PR #92180, opened 2023-09-16
Update HttpClientJsonExtensions.Get.AsyncEnumerable.cs

### LINKED ISSUE #92179: `GetFromJsonAsAsyncEnumerable` extension default json serialize option is not the same as `GetFromJson`
### Description

`GetFromJsonAsAsyncEnumerable` extension default json serialize option is not the same as `GetFromJson`, for `GetFromJsonAsync<TValue>` etc extensions using the `new JsonSerializerOptions(JsonSerializerDefaults.Web)`, while the new `GetFromJsonAsAsyncEnumerable` extensions using the `JsonSerializerOptions.Default`

https://github.com/dotnet/runtime/blob/main/src/libraries/System.Net.Http.Json/src/System/Net/Http/Json/HttpClientJsonExtensions.cs#L19

https://github.com/dotnet/runtime/blob/fa1bf3c0f9ec4e204203a49191170f9d53cd549a/src/libraries/System.Net.Http.Json/src/System/Net/Http/Json/JsonHelpers.cs#L15C10-L15C10

https://github.com/dotnet/runtime/blob/main/src/libraries/System.Net.Http.Json/src/System/Net/Http/Json/HttpClientJsonExtensions.Get.AsyncEnumerable.cs#L138

https://github.com/dotnet/runtime/pull/89258/files#diff-096816e722c9256aa978e030242edf422dd8e41be616ab27bd7175cd522789e2R138

### Reproduction Steps

```c#

using var httpClient = new HttpClient();
httpClient.BaseAddress = new Uri("http://localhost:5297");
// we assume the response returned like
// [{"id":1,"title":"job_0 --- 09/16/2023 21:32:26 +08:00"},{"id":2,"title":"job_1 --- 09/16/2023 21:32:27 +08:00"}]
var stream = httpClient.GetFromJsonAsAsyncEnumerable<Job>("api/Jobs");
await foreach (var job in stream)
{
    Console.WriteLine(job);
    Console.WriteLine(DateTimeOffset.Now);
}

public sealed class Job
{
    public required int Id { get; set; }
    public required string Title { get; set; }
    public override string ToString() => $"JobId: {Id}, JobTitle: {Title}";
}
```

### Expected behavior

Think it should behave like `GetFromJsonAsync` to use the `JsonSerializerDefault.Web`

### Actual behavior

image

### Regression?

_No response_

### Known Workarounds

The `HttpContent` extension `ReadFromJsonAsAsyncEnumerable` is working

```c#
using var httpClient = new HttpClient();
httpClient.BaseAddress = new Uri("http://localhost:5297");
using var response = await httpClient.GetAsync("api/Jobs", HttpCompletionOption.ResponseHeadersRead);
ArgumentNullException.ThrowIfNull(response.Content);
var stream = response.Content.ReadFromJsonAsAsyncEnumerable<Job>();
await foreach (var job in stream)
{
    Console.WriteLine(job);
    Console.WriteLine(DateTimeOffset.Now);
}
```

### Configuration

.NET 8 RC 1

### Other information

_No response_

WeihanLi:
Update `jsonTypeInfo` for `ReadFromJsonAsAsyncEnumerable`

fixes #92179

### DIFF
--- a/src/libraries/System.Net.Http.Json/src/System/Net/Http/Json/HttpClientJsonExtensions.Get.AsyncEnumerable.cs
+++ b/src/libraries/System.Net.Http.Json/src/System/Net/Http/Json/HttpClientJsonExtensions.Get.AsyncEnumerable.cs
@@ -134,7 +134,7 @@ namespace System.Net.Http.Json
             Uri? requestUri,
· · · · ·
**WORK REQUIRED:**
Would you print all of the entries exactly as they stand?

**PROBLEM SOLUTION:**
PR #92180, opened 2023-09-16
Update HttpClientJsonExtensions.Get.AsyncEnumerable.cs

### LINKED ISSUE #92179: `GetFromJsonAsAsyncEnumerable` extension default json serialize option is not the same as `GetFromJson`
### Description

`GetFromJsonAsAsyncEnumerable` extension default json serialize option is not the same as `GetFromJson`, for `GetFromJsonAsync<TValue>` etc extensions using the `new JsonSerializerOptions(JsonSerializerDefaults.Web)`, while the new `GetFromJsonAsAsyncEnumerable` extensions using the `JsonSerializerOptions.Default`

https://github.com/dotnet/runtime/blob/main/src/libraries/System.Net.Http.Json/src/System/Net/Http/Json/HttpClientJsonExtensions.cs#L19

https://github.com/dotnet/runtime/blob/fa1bf3c0f9ec4e204203a49191170f9d53cd549a/src/libraries/System.Net.Http.Json/src/System/Net/Http/Json/JsonHelpers.cs#L15C10-L15C10

https://github.com/dotnet/runtime/blob/main/src/libraries/System.Net.Http.Json/src/System/Net/Http/Json/HttpClientJsonExtensions.Get.AsyncEnumerable.cs#L138

https://github.com/dotnet/runtime/pull/89258/files#diff-096816e722c9256aa978e030242edf422dd8e41be616ab27bd7175cd522789e2R138

### Reproduction Steps

```c#

using var httpClient = new HttpClient();
httpClient.BaseAddress = new Uri("http://localhost:5297");
// we assume the response returned like
// [{"id":1,"title":"job_0 --- 09/16/2023 21:32:26 +08:00"},{"id":2,"title":"job_1 --- 09/16/2023 21:32:27 +08:00"}]
var stream = httpClient.GetFromJsonAsAsyncEnumerable<Job>("api/Jobs");
await foreach (var job in stream)
{
    Console.WriteLine(job);
    Console.WriteLine(DateTimeOffset.Now);
}

public sealed class Job
{
    public required int Id { get; set; }
    public required string Title { get; set; }
    public override string ToString() => $"JobId: {Id}, JobTitle: {Title}";
}
```

### Expected behavior

Think it should behave like `GetFromJsonAsync` to use the `JsonSerializerDefault.Web`

### Actual behavior

image

### Regression?

_No response_

### Known Workarounds

The `HttpContent` extension `ReadFromJsonAsAsyncEnumerable` is working

```c#
using var httpClient = new HttpClient();
httpClient.BaseAddress = new Uri("http://localhost:5297");
using var response = await httpClient.GetAsync("api/Jobs", HttpCompletionOption.ResponseHeadersRead);
ArgumentNullException.ThrowIfNull(response.Content);
var stream = response.Content.ReadFromJsonAsAsyncEnumerable<Job>();
await foreach (var job in stream)
{
    Console.WriteLine(job);
    Console.WriteLine(DateTimeOffset.Now);
}
```

### Configuration

.NET 8 RC 1

### Other information

_No response_

WeihanLi:
Update `jsonTypeInfo` for `ReadFromJsonAsAsyncEnumerable`

fixes #92179

### DIFF
--- a/src/libraries/System.Net.Http.Json/src/System/Net/Http/Json/HttpClientJsonExtensions.Get.AsyncEnumerable.cs
+++ b/src/libraries/System.Net.Http.Json/src/System/Net/Http/Json/HttpClientJsonExtensions.Get.AsyncEnumerable.cs
@@ -134,7 +134,7 @@ namespace System.Net.Http.Json
             Uri? requestUri,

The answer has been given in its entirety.